Also eine ganze Menge interessantes Zeugs, bloß nix zur Maus. Möglicherweise muß ich das ganze System sogar nochmal ganz neu aufsetzen, weil ich noch zwei andere Probleme habe, die sich nur ganz schwer beschreiben und mit Ausgabebeispielen belegen lassen. Ob da nun irgendwas doch im Kernel fehlt, kann ich noch nicht sagen, da es ja mit einer "normalen" 'USB-Maus funktioniert hatte. Ich sehe übrigens in diesem Listing auch nichts über die Tastatur, und die läuft ebenfalls über USB, aber die ist bedienbar (glücklicherweise).

----------

## Klaus Meier

Mist, ich hab da die ganze Zeit falsch gedacht, weil sie per USB angeschlossen ist... Dabei ist es ja eine Funkmaus.

Also noch mal ganz langsam, damit da nichts in die Hose geht. Es ist eine Funkmaus mit einem eigenen Empfänger, der per USB angeschlossen wird. Kann es sein, dass die Maus per Bluetooth funkt und der Empfänger so ein Bluetooth Empfänger ist? Dann müsstest du nämlich das im Kernel aktivieren. Schau doch mal unter Windows in der Systemsteuerung nach, was da eingetragen ist.

Ansonsten, zieh mal den Empfänger ab und mach usb-devices, dann mit eingestecktem Empfänger. Dann kannst du sehen, ob das Gerät überhaupt angesprochen wird. Und über die ProdID kann man es dann eindeutig identifizieren. Stecke ihn dazu wenn möglich direkt in den Rechner und nicht nicht über den Umschalter.

----------

## fuchur

Hi

Habe zwar keine Funkmaus aber wenn die per Bluetooth "angeschlossen" ist muss die wohl noch eingerichtet werden. Ich benutze bei Bluetooth eigentlich

immer "net-wireless/blueman" weil es Desktop übergreifend funktioniert und hat auch ein sehr schönes Applet für die Notification-arena.

Edit

Und auch darauf achten das "/etc/init.d/bluetooth" gestartet ist.

MfG

----------

## Klaus Meier

 *fuchur wrote:*   

> Hi
> 
> Habe zwar keine Funkmaus aber wenn die per Bluetooth "angeschlossen" ist muss die wohl noch eingerichtet werden.

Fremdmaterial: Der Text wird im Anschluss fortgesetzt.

PR #1752, opened 2025-08-11
CSHARP-3547: CSOT: read-write concern

sanych-sun:


tests/MongoDB.Driver.Tests/Core/Operations/CreateViewOperationTests.cs
```diff
@@ -295,24 +290,39 @@ public void CreateCommand_should_return_expected_result_when_Collation_is_set(
...
+            {
+                writeConcern ??= WriteConcern.Acknowledged;
+                writeConcern = writeConcern.With(wTimeout: TimeSpan.FromMilliseconds(wtimeout.Value));
+            }
+
             var subject = new CreateViewOperation(_databaseNamespace, _viewName, _collectionNamespace.CollectionName, _pipeline, _messageEncoderSettings)
             {
                 WriteConcern = writeConcern
             };
+            var operationContext = hasOperationTimeout ? new OperationContext(TimeSpan.FromSeconds(42), CancellationToken.None) : OperationContext.NoTimeout;
```
adelinowona, line 308: I noticed you used this 42 magic number for setting the operation timeout when we need. Should we extract this into a constant that can be used across all the tests?

tests/MongoDB.Driver.Tests/Core/Operations/CreateCollectionOperationTests.cs
```diff
@@ -356,22 +357,36 @@ public void CreateCommand_should_return_expected_result_when_Validator_is_set(
...
+            {
+                writeConcern ??= WriteConcern.Acknowledged;
+                writeConcern = writeConcern.With(wTimeout: TimeSpan.FromMilliseconds(wtimeout.Value));
+            }
+
             var subject = new CreateCollectionOperation(_collectionNamespace, _messageEncoderSettings)
             {
                 WriteConcern = writeConcern
             };
+            var operationContext = hasOperationTimeout ? new OperationContext(TimeSpan.FromSeconds(42), CancellationToken.None) : OperationContext.NoTimeout;
```
adelinowona, line 375: I noticed you used this 42 magic number for setting the operation timeout when we need. Should we extract this into a constant that can be used across all the tests?

sanych-sun: Do not think so 🤣, 42 - does not have any special meaning =) Other then it is "answer to the ultimate question of life, the universe, and everything". It could be any number, simply not-zero timeout.

adelinowona: I was suggesting extracting this to a constant so that if we need to change this value in the future, we'll only need to update it in one place rather than hunting down and replacing all instances of the magic number 42 throughout the codebase. But I don't insist, up to you.

PR #1753, opened 2025-08-11
CSHARP-3540: CSOT: Client-side encryption

sanych-sun:


rstam (approved):
LGTM

src/MongoDB.Driver/Core/WireProtocol/CommandMessageFieldEncryptor.cs
```diff
@@ -41,17 +40,23 @@ public CommandMessageFieldEncryptor(IBinaryCommandFieldEncryptor commandFieldEnc
         }
 
         // public static methods
```
adelinowona, line 42: the comment suggests the methods below are static but they aren't. So maybe update that comment? same for the private methods too.

adelinowona (approved):
LGTM just left a single comment you can address if you agree.

PR #1754, opened 2025-08-13
CSHARP-3984: Remove BinaryConnection.DropBox

sanych-sun:


src/MongoDB.Driver/Core/Connections/BinaryConnection.cs
```diff
@@ -482,11 +385,19 @@ public ResponseMessage ReceiveMessage(
             try
             {
                 helper.ReceivingMessage();
-                using (var buffer = ReceiveBuffer(operationContext, responseTo))
+                while (true)
```
sanych-sun, line 406: We need this because driver could stop waiting on response from the server at any moment, and if it happened we should ignore server's response that is not the current request. We used to have exactly the same behavior with DropBox, with only difference that DropBox would store such response forever.

sanych-sun: And just to have full picture: we will change this in https://jira.mongodb.org/browse/DRIVERS-2884

Accordingly to the DRIVERS-2884 Driver should perform reading of pending response BEFORE sending request.

rstam (dismissed):
LGTM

Ich benutze bei Bluetooth eigentlich
> 
> immer "net-wireless/blueman" weil es Desktop übergreifend funktioniert und hat auch ein sehr schönes Applet für die Notification-arena.
> ...

 

Na und das Wichtigste: Erst mal Bluetooth im Kernel aktivieren...

----------

## Christoph Schnauß

[quote="Klaus Meier"] *fuchur wrote:*   

> das Wichtigste: Erst mal Bluetooth im Kernel aktivieren...

 

hallo,

nein, Bluetooth ist es nicht das Problem, obwohl es nicht im Kernel ist. Es fehlt vermutlich was andres: als ich den Kernel gebaut habe, hatte ich noch keine Funkmaus und sowieso keinen WLAN-Router. Alle Rechner haben Kabel zum Router, also habe ich alles, was "wireless" heißt, ignoriert - falls ich das richtig im Kopf habe.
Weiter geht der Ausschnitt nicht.